- WHAT THE TASK REQUIRES
Find and copy the lines in the records beneath this task that contain the word "services".

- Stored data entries

PR #1552, opened 2025-11-06
fix: collabora not working in dev setup anymore

AlexAndBear:
## Related Issue

- Fixes <issue_link>

## How Has This Been Tested?

- test environment:
- test case 1:
- test case 2:
- ...

## Types of changes

- [ ] Bugfix

### DIFF
--- a/docker-compose.yml
+++ b/docker-compose.yml
@@ -299,8 +299,6 @@ services:
     container_name: web_tika
     ports:
       - 9998:9998
-    networks:
-      - traefik
     restart: unless-stopped
 
   radicale:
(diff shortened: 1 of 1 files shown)


docker-compose.yml
```diff
@@ -287,12 +291,16 @@ services:
...
+    networks:
+      - traefik
 
   tika:
     image: apache/tika:3.2.3.0
     container_name: web_tika
     ports:
       - 9998:9998
+    networks:
+      - traefik
```
kulmann: Tika is not public-facing, shouldn't need the traefik network.

docker-compose.yml
```diff
@@ -304,6 +312,8 @@ services:
       RADICALE_STORAGE_FILESYSTEM_FOLDER: /data
     ports:
       - '5232:5232'
+    networks:
+      - traefik
```
kulmann: Radicale is also not directly reachable, but only via opencloud proxy, so it should not be in the traefik network.

kulmann (approved):

PR #1613, opened 2025-11-13
feat: share links and passwords in embed mode

### LINKED ISSUE #1592: "Copy link and password" action makes no sense when creating multiple links
### Initial Checklist

### Bug Description

The "Copy link and password" action makes no sense when creating multiple links because we don't copy anything in this case.

### Reproduction Steps

- switch to embed mode via `&embed=true`
- select 2 or more files from the file list
- click "Share link(s)" on the bottom right side of the screen
- in the modal, click on the arrow right to the "Share link(s)" button

### Expected Outcome

The arrow and the action should not be present.

### Actual Outcome

They are present.

Image

dschmidt:
## Description

Change the "copy link and password" action in CreateLinkModal in embed mode to actually pass link(s) and password(s) to the parent application.

## Related Issue

- Fixes #1592
This is not the expected outcome, but I think it's the better solution. The ticket suggest to remove the button, I think it's better to pass the password with the url to the parent application. That way the parent application can insert the password with the link into a chat message or an email.
Yes, second channel would be better - but let's be honest, being forced to use a password in the default configuration is annoying enough for most users (me included).

## How Has This Been Tested?

- using it in a roundcube plugin I'm working on :) 
- easiest way to test this is to replace `postMessage<Array<{ url: string; password?: string }>>` with `console.log` and open OpenCloud with `?embed=true`

## Types of changes

- [x] Bugfix

### DIFF
--- a/packages/web-pkg/src/components/CreateLinkModal.vue
+++ b/packages/web-pkg/src/components/CreateLinkModal.vue
@@ -270,7 +270,7 @@ const onConfirm = async (options: { copyPassword?: boolean } = {}) => {
     const result = await createLinkHandler()
     const succeeded = result.filter(({ status }) => status === 'fulfilled')
     if (succeeded.length) {
-      // **DEPRECATED**: Always emit the share url for backwards compatibility
+      /** @deprecated Always emit the share url for backwards compatibility */
       postMessage<string[]>(
         'opencloud-embed:share',
         (succeeded as PromiseFulfilledResult<LinkShare>[]).map(({ value }) => value.webUrl)


packages/web-pkg/src/components/CreateLinkModal.vue
```diff
@@ -266,6 +266,29 @@ const createLinkHandler = async () => {
 }
 
 const onConfirm = async (options: { copyPassword?: boolean } = {}) => {
+  if (unref(isEmbedEnabled)) {
+    const result = await createLinkHandler()
+    const succeeded = result.filter(({ status }) => status === 'fulfilled')
+    if (succeeded.length) {
+      // **DEPRECATED**: Always emit the share url for backwards compatibility
```
JammingBen: Because we will grep for `@deprecated` in the future:

```suggestion
      /** @deprecated Always emit the share url for backwards compatibility */
```

packages/web-pkg/src/components/CreateLinkModal.vue
```diff
@@ -266,6 +266,29 @@ const createLinkHandler = async () => {
 }
 
 const onConfirm = async (options: { copyPassword?: boolean } = {}) => {
+  if (unref(isEmbedEnabled)) {
+    const result = await createLinkHandler()
+    const succeeded = result.filter(({ status }) => status === 'fulfilled')
```
dschmidt, line 271: Hm the filter could be a type guard... I'll fix

dschmidt: Actually I've seen there are a bunch of these  checks (one even with a local type guard) - I'd like to refactor this in a follow up PR

JammingBen (approved):
Thank you!

PR #1627, opened 2025-11-17
fix: move folder replace

JammingBen:
Fixes the "Replace" option of the conflict dialog when moving one folder into another.

The issue was the edge case check if a user moves a subfolder with the same name as the current folder into the parent of the current folder. I just added another check to ensure this only happens when moving a folder up in the hierarchy.

fixes https://github.com/opencloud-eu/web/issues/1617


kulmann:

| Status | Branch | Result |
|:------:|:------:|:------|
|✅|stable-4.2|[](https://github.com/opencloud-eu/web/pull/1662)|

### Questions ?

Issue #1628, opened 2025-11-17
Embed mode click area for selection


kulmann:
### Initial Checklist

- [x] I understand this is a bug report and questions should be posted in the [Community Discussions](https://github.com/orgs/opencloud-eu/discussions/)
- [x] I searched [issues](https://github.com/opencloud-eu/web/issues?q=is%3Aissue) and couldn’t find anything (or linked relevant results below)

### Bug Description

When being in the web embed mode, the various options of creating a selection of multiple files/folders don't work as expected because the click area is not as expected.

### Reproduction Steps

1. Have at least 3 files in a folder
2. Open the web embed mode by appending `&embed=true` to the url
3. Try to select the first file
4. If you succeeded with (3), try to add the third file to the selection
5. If you succeeded with (3) and/or (4), try to select all files from first to last

### Expected Outcome

Various selection options work:

1. single select: works by clicking on checkbox, file name, preview/icon, whitespace, any button
2. multi select: click area as described in (1) can be used for multi selects via `ctrl/cmd` or `shift` keys

### Actual Outcome

Click area is very limited: Only clicking the checkbox or the three-dots-button works.

Issue #1518, opened 2025-11-05
Extract duplicated logic in files table and tiles view


JammingBen:
We have a lot of duplicated logic in the `ResourceTable` and the `ResourceTiles` components. Some of it should be extracted to some composables to remove unnecessary code duplication.

PR #1641, opened 2025-11-18
fix: embed mode click behavior

JammingBen:
Fixes several issues with the click behavior in the embed mode.

- hide select all checkbox in tiles view with file picker enabled
- fix click behavior in tiles view with embed enabled
- make tiles not selectable via keyboard with file picker enabled
- prevent files from getting downloaded when selecting them in table view with file picker enabled

Moves quite a bit of shared logic between the table and the tiles view into one helper composable. Mainly the ones for clicking files (or their containers/checkboxes).

fixes https://github.com/opencloud-eu/web/issues/1628
part of https://github.com/opencloud-eu/web/issues/1518


packages/web-pkg/src/components/FilesList/ResourceTile.vue
```diff
@@ -59,7 +59,7 @@
               }"
               :src="resource.thumbnail"
               :data-test-thumbnail-resource-name="resource.name"
-              @click="toggleTile([resource, $event])"
+              @click.stop="$emit('tileClicked', [resource, $event])"
```
kulmann, line 62: I don't understand why `tileClicked` exists, it is never consumed anywhere 🙈

JammingBen: It's consumed in the `ResourceTiles` component.

kulmann: Ah, didn't check for `@tile-clicked`... -.- sorry for the noise

kulmann (approved):
😍

Issue #1609, opened 2025-11-13
Mail: Mail compose as Widget


AlexAndBear:
### Initial Checklist

- [x] I understand this is a user story and questions should be posted in the [Community Discussions](https://github.com/orgs/opencloud-eu/discussions/)
- [x] I searched [issues](https://github.com/opencloud-eu/web/issues?q=is%3Aissue) and couldn’t find anything (or linked relevant results below)

### User Story

> * As a user I want to compose emails inside a widget, so that I'm able to navigate through my inbox at the same time in the desktop view.

### User Value

Easy accessible 

### Acceptance Criteria

- New mail form must be displayed in a widget view instead of a new route (current state)
- The widget must have "New message" title at the topbar
- The widget must have a expanded view toggle at the topbar 
- The widget must have a close button at the topbar
- The user must be able to navigate trough their inbox (widget stays always on top until we have a "draft bar")
- In mobile view the widget must be a full size window (no widget-like apperance) and current state muste be aligned to v2 agency proposal 

<img width="689" height="499" alt="Image" src="https://github.com/user-attachments/assets/4777e808-70f7-4068-a559-b9514c9aa726" />

<img width="337" height="627" alt="Image" src="https://github.com/user-attachments/assets/7c8090a9-a79d-477a-b967-b0f31583242a" />

PR #1687, opened 2025-12-01
Mail: Mail compose as Widget #1609

tammi-23:
PR for #1609

### DIFF
--- a/packages/design-system/src/components/OcModal/OcModal.vue
+++ b/packages/design-system/src/components/OcModal/OcModal.vue
@@ -18,8 +18,8 @@
           class="oc-modal-title bg-role-surface-container flex items-center flex-row flex-wrap justify-between py-3 px-4 rounded-t-sm"
         >
           <h2 id="oc-modal-title" class="truncate m-0 text-base" v-text="title" />
-          <div v-if="$slots['modal-slot-header-actions']" class="flex items-center gap-1">
-            <slot name="modal-slot-header-actions" />
+          <div v-if="$slots['headerActions']" class="flex items-center gap-1">
+            <slot name="headerActions" />
           </div>
         </div>
         <div class="oc-modal-body px-4 pt-4">
@@ -214,6 +214,11 @@ export interface Slots {
    * @docs Custom content of the modal.
    */
   content?: () => unknown
+
+  /**
+   * @docs Custom actions in the modal header.
+   */
+  headerActions?: () => unknown
 }
 
 const {
--- a/packages/web-app-mail/src/components/MailWidget.vue
+++ b/packages/web-app-mail/src/components/MailWidget.vue
@@ -4,7 +4,7 @@
     class="z-50 transition absolute inset-0 md:fixed md:inset-0 pointer-events-auto md:pointer-events-none bg-transparent"
   >
     <div
-      class="oc-mail-compose-widget pointer-events-auto absolute bg-role-surface border-0 md:border md:border-role-outline-variant flex flex-col md:rounded-xl top-0 left-0 right-0 bottom-0 md:top-auto md:bottom-2 md:left-auto md:right-8 md:w-[720px] md:h-[800px]"
+      class="oc-mail-compose-widget pointer-events-auto absolute bg-role-surface border-0 md:border md:border-role-outline-variant flex flex-col md:rounded-xl top-0 left-0 right-0 bottom-0 md:top-auto md:bottom-2 md:left-auto md:right-8 md:w-[720px] md:h-[800px] md:max-h-[80vh]"
     >
       <div class="flex items-center justify-between px-4 py-2">
         <h2
@@ -30,7 +30,7 @@
           </oc-button>
         </div>
       </div>
-      <div class="flex-1 overflow-auto">
+      <div class="flex-1 overflow-y-auto overflow-x-hidden min-h-0">
         <MailComposeForm v-model="composeState" />
       </div>
       <div class="px-4 py-3 border-t border-role-outline-variant flex items-center justify-between">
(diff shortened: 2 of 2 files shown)


packages/design-system/src/components/OcModal/OcModal.vue
```diff
@@ -18,6 +18,9 @@
           class="oc-modal-title bg-role-surface-container flex items-center flex-row flex-wrap py-3 px-4 rounded-t-sm"
         >
           <h2 id="oc-modal-title" class="truncate m-0 text-base" v-text="title" />
+          <div v-if="$slots['modal-slot-header-actions']" class="ml-auto flex items-center gap-1">
```
AlexAndBear: Instead of ml-auto please use justify-content: space-between on the outer div if possible.

kulmann (commented):
You need to kill the import for `MailCompose.vue` and the corresponding route in `index.ts`.

packages/web-app-mail/src/components/MailComposeForm.vue
```diff
@@ -0,0 +1,167 @@
...
+export type ComposeFormState = {
+  from: FromOption | undefined
+  to: string
+  cc: string
+  bcc: string
+  subject: string
+  body: string
+}
+
+const loadAccountsTask = useTask(function* (signal) {
```
AlexAndBear: Please use the accounts store. We don't need to load the accounts here anymore

packages/web-app-mail/src/components/MailList.vue
```diff
@@ -55,26 +58,27 @@
           </oc-button>
         </li>
       </oc-list>
+      <MailWidget v-model="showCompose" />
```
AlexAndBear, line 61: Why not a simple v-if instead of v-model ?

packages/web-app-mail/src/components/MailboxTree.vue
```diff
@@ -70,6 +69,10 @@ import { useLoadMails } from '../composables/useLoadMails'
 import { unref } from 'vue'
 import MailAccountSwitch from './MailAccountSwitch.vue'
 
+const emit = defineEmits<{
+  (e: 'compose-mail'): void
```
JammingBen: Please use camelCase for event names because of consistency.

```suggestion
  (e: 'composeMail'): void
```

packages/web-app-mail/src/views/Inbox.vue
```diff
@@ -64,11 +64,16 @@ const { loadMails } = useLoadMails()
 const { loadMail } = useLoadMail()
 
 const isLoading = ref<boolean>(true)
+const mailListRef = ref<InstanceType<typeof MailList> | null>(null)
```
JammingBen:
```suggestion
const mailListRef = useTemplateRef<ComponentPublicInstance<typeof MailList>>('mailListRef')
```

packages/web-app-mail/src/components/MailComposeForm.vue
```diff
@@ -0,0 +1,167 @@
...
+)
+
+onMounted(() => {
+  loadAccountsTask.perform()
+})
+
+defineExpose({
+  fromOptions,
+  isLoading
+})
```
JammingBen: What's the reason your exposing these? I don't see them being used outside the component 🤔 In general, working with exposed props and methods should be a kind of 'last resort' if it can be solved otherwise.

packages/web-app-mail/src/components/MailWidget.vue
```diff
@@ -0,0 +1,150 @@
...
+  'z-50 transition',
+  'absolute inset-0 md:fixed md:inset-0',
+  'pointer-events-auto md:pointer-events-none bg-transparent'
+])
+
+const widgetPositionClasses = computed(
+  () =>
+    'top-0 left-0 right-0 bottom-0 ' +
+    'md:top-auto md:bottom-2 md:left-auto md:right-8 md:w-[720px] md:h-[800px]'
+)
```
JammingBen: I don't think they need to be `computed` properties since they are not expected to change at any time. Why not just add them in the template above? 😅 You can also pass then as a list if you decide it's more readable.

packages/web-app-mail/src/components/MailList.vue
tammi-23: The v-model give two-way binding between the parent showCompose and the child isOpen.

packages/web-app-mail/src/components/MailComposeForm.vue
tammi-23: Good catch, fromOptions is only used inside the component template, so theres no need to expose it. isLoading was already removed.

packages/design-system/src/components/OcModal/OcModal.vue
```diff
@@ -15,9 +15,12 @@
         @keydown.esc.stop="cancelModalAction"
       >
         <div
-          class="oc-modal-title bg-role-surface-container flex items-center flex-row flex-wrap py-3 px-4 rounded-t-sm"
+          class="oc-modal-title bg-role-surface-container flex items-center flex-row flex-wrap justify-between py-3 px-4 rounded-t-sm"
         >
           <h2 id="oc-modal-title" class="truncate m-0 text-base" v-text="title" />
+          <div v-if="$slots['modal-slot-header-actions']" class="flex items-center gap-1">
+            <slot name="modal-slot-header-actions" />
+          </div>
```
JammingBen: Please also define this slot in the `Slots` interface down below for it to appear in our design-system docs.

Also,  `modal-slot-` seems a bit redundant in the naming, don't you think? I'd just name it `headerActions`.

AlexAndBear (approved):
Top notch ⭐

PR #1699, opened 2025-12-03
feat: add photo roll to preview app 

AlexAndBear:
## Description

image

## Related Issue

- Fixes <issue_link>

## How Has This Been Tested?

- test environment:
- test case 1:
- test case 2:
- ...

## Types of changes

- [ ] Bugfix

### DIFF
--- a/packages/web-app-preview/src/App.vue
+++ b/packages/web-app-preview/src/App.vue
@@ -11,6 +11,8 @@
     tabindex="-1"
     @keydown.left="goToPrev"
     @keydown.right="goToNext"
+    @keydown.down="goToNext"
+    @keydown.up="goToPrev"
   >
     <photo-roll
       v-if="photoRollEnabled"
@@ -440,8 +442,6 @@ export default defineComponent({
           emit('delete:resource', unref(activeFilteredFile))
         )
       )
-      keyBindings.push(bindKeyAction({ primary: Key.ArrowDown }, () => goToNext()))
-      keyBindings.push(bindKeyAction({ primary: Key.ArrowUp }, () => goToPrev()))
     })
 
     onBeforeUnmount(() => {
--- a/packages/web-app-preview/src/components/MediaControls.vue
+++ b/packages/web-app-preview/src/components/MediaControls.vue
@@ -26,6 +26,16 @@
       >
         <oc-icon size="large" name="arrow-drop-right" />
       </oc-button>
+      <oc-button
+        v-oc-tooltip="togglePhotoRollDescription"
+        class="raw-hover-surface p-1 hidden md:flex"
+        data-testid="toggle-photo-roll"
+        appearance="raw"
+        :aria-label="togglePhotoRollDescription"
+        @click="$emit('togglePhotoRoll')"
+      >
+        <oc-icon name="side-bar" :fill-type="photoRollEnabled ? 'fill' : 'line'" />
+      </oc-button>
       <div class="flex">
         <oc-button
           v-oc-tooltip="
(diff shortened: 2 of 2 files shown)


packages/web-app-preview/src/App.vue
```diff
@@ -318,6 +336,12 @@ export default defineComponent({
       } as RouteLocationRaw)
     }
 
+    const preloadImages = () => {
+      for (const file of unref(filteredFiles)) {
+        loadFileIntoCache(file)
```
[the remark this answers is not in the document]
JammingBen: This is intentional.

packages/web-app-preview/src/components/MediaControls.vue
```diff
@@ -107,6 +107,16 @@
       >
         <oc-icon fill-type="line" name="delete-bin" />
       </oc-button>
+      <oc-button
```
kulmann: not entirely sure, just a gut feeling... should the button be the first button on the left, because the photo roll is also left? 🤔

packages/web-app-preview/src/App.vue
```diff
@@ -377,6 +421,40 @@ export default defineComponent({
...
+        bindKeyAction({ modifier: Modifier.Ctrl, primary: Key.Backspace }, () =>
+          emit('delete:resource', unref(activeFilteredFile))
+        )
+      )
+      keyBindings.push(
+        bindKeyAction({ primary: Key.Delete }, () =>
+          emit('delete:resource', unref(activeFilteredFile))
+        )
+      )
+      keyBindings.push(bindKeyAction({ primary: Key.ArrowDown }, () => goToNext()))
```
kulmann: The right and left arrow keys have a binding via template (`@keydown.left="goToPrev"` and `@keydown.right="goToNext"`). Any reason why we have two different ways of registering key bindings here?

packages/web-app-preview/src/App.vue
```diff
@@ -184,6 +196,18 @@ export default defineComponent({
       })
     })
 
+    const photoRollFiles = computed(() => {
```
kulmann, line 201: Why do we need a new array instead of directly using `filteredFiles`? 🤔

packages/web-app-preview/src/components/MediaControls.vue
JammingBen: Hmm I feel like the navigation should stay on the left side. Maybe after that, before the fullscreen button?

packages/web-app-preview/src/App.vue
JammingBen: If I remember correctly, `filteredFiles` are just regular resources without the preview URL that is needed to display the images. Only `cachedFiles` has that.

packages/web-app-preview/src/App.vue
JammingBen: Because I couldn't find it 😂 Thanks for the hint!

packages/web-app-preview/src/App.vue
kulmann: I don't want to say `sounds like that should be refactored`.... there, I said it. 😆 but fine for now... refactoring that mess is for another day I guess.

packages/web-app-preview/src/components/MediaControls.vue
kulmann: Yes, that's good for now I think. Let's wait for user feedback. I definitely like, that photo roll toggle button and fullscreen toggle button are next to each other. Because when you enter fullscreen it's a bit more likely that you want to hide the photo roll I think... again, just guessing. Let's wait for user feedback.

- OUTPUT BELOW
@@ -299,8 +299,6 @@ services:
@@ -287,12 +291,16 @@ services:
@@ -304,6 +312,8 @@ services:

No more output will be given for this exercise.